"Oh, yes, my father," added the lad, "and you often said, when we were in England, that the red Indian had much more of the real gentleman in him than many a peer."

"Dreams, dreams!" ejaculated their father, with a melancholy smile; and then, turning to the stranger, he added, "you see, sir, how keenly our weaknesses are read even by children. But come, Edith, our friend must be hungry with his long ride; see and hasten the supper. Our habits are primeval here, sir, like our woods. We follow the sun to bed, and wake him in the morning."

"They are good habits," observed the stranger, "and such as I am accustomed to follow myself. But do not, I pray you, hasten your supper for me. I am anything but a slave of times and seasons. I can fast long and fare scantily, without inconvenience."

"And yet you are an Englishman," remarked the master of the house, gravely; "a soldier, or I mistake; a man of rank and station, I am sure; though all three would generally imply, as the world goes at this present time, a fondness for luxurious ease and an indulgence of all the appetites."

A slight flush came into his companion's cheek, and the other hastened to add,--

"Believe me, I meant nothing discourteous. I spoke of the Englishman, the soldier, and the man of rank and station, generally--not of yourself. I see it is far otherwise with you."

"You hit hard, my good friend," rejoined the stranger, "and there is some truth in what you say. But, perhaps, I have seen as many lands as you; and I boldly venture to pronounce that the fault is in the age, not in the nation, the profession, or the class. We will try to amend it. That is the best course; and, though individual effort can do but little, each separate man may improve several others; and thus onward to better things and better days."

As he spoke, he rose, walked thoughtfully to the window, and gazed out for a moment or two in silence; and then, turning round, he said, addressing his host's son--"How beautifully the setting sun shines down yonder glade in the forest, pouring, as it were, in a golden mist through the needle foliage of the pines! Runs there a road down there?"

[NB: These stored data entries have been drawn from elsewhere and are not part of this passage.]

PR #828, opened 2017-10-03
Ran the docs through an online grammar checker

yourWaifu:
The commits are a bit misleading. That's my fault. I didn't use spell check, only checked for grammar.


Rapptz:
Rebased.

PR #837, opened 2017-10-05
Updated the link to Discord4J

LiamDevJS:
The one currently in the readme is no longer maintained


Rapptz:
Thanks but in the other version of the lib I just removed all the related projects since it's kind of annoying to maintain.

PR #839, opened 2017-10-07
Changed new_member.py - no default channel

NCPlayz:
This example now sends the message to the member from `on_member_join`, since `default_channel` was removed recently.


Chrozayis:
This defeats the purpose of having a bot  announce entrances
A purpose that I admit is redundant now that Discord can do that too

All the same I'd prefer the example be updated with perhaps more complex code that achieves the same purpose, not equally simple code that achieves a slightly different purpose

PR #848, opened 2017-10-11
Fix AttributeError when passing ClientUser to TextChannel.permissions_for

CptCalcium:
When using `discord.Client.permissions_in` or `commands.Bot.permissions_in` on a `TextChannel` an AttributeError is raised: `'ClientUser' object has no attribute 'roles'`.

This is due to the `ClientUser` being passed instead of a `Member` object if `discord.Client.permissions_in` or `commands.Bot.permissions_in` is called.

This fix checks whether the passed member is a `ClientUser` in `TextChannel.permissions_for` and uses the `Member` recieved from `TextChannel.guild.me` instead if necessary.

### DIFF
--- a/discord/channel.py
+++ b/discord/channel.py
@@ -23,6 +23,7 @@ FROM, OUT OF OR IN CONNECTION WITH THE SOFTWARE OR THE USE OR OTHER
 DEALINGS IN THE SOFTWARE.
 """
 
+from .user import ClientUser
 from .permissions import Permissions
 from .enums import ChannelType, try_enum
 from .mixins import Hashable
@@ -105,7 +106,11 @@ class TextChannel(discord.abc.Messageable, discord.abc.GuildChannel, Hashable):
         return self
 
     def permissions_for(self, member):
-        base = super().permissions_for(member)
+        # use Member instead of ClientUser
+        if isinstance(member, ClientUser):
+            base = super().permissions_for(self.guild.me)
+        else:
+            base = super().permissions_for(member)
 
         # text channels do not have voice related permissions
         denied = Permissions.voice()


CptCalcium:
Just realized that adding a check to `ClientUser.permissions_in` may be the smarter solution.
Adding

The boy answered in the affirmative; and, drawing close to the stranger's side, pointed out to him by the undulations of the ground, and the gaps in the tree-tops, the wavy line that the road followed, down the side of the gentle hill on which the house stood, and up the opposite ascent. His description was peculiarly clear and accurate. He seemed to have marked every tree and stone and brook along the path; and where a by-way diverged, or where the road divided into two, he noted the marking object, saying--

"By a white oak and a great hemlock tree, there is a footpath to the left: at a clump of large cedars on the edge of the swamp the road forks out to the right and left, one branch leading eastward towards the river, and one out westward to the hunting-grounds."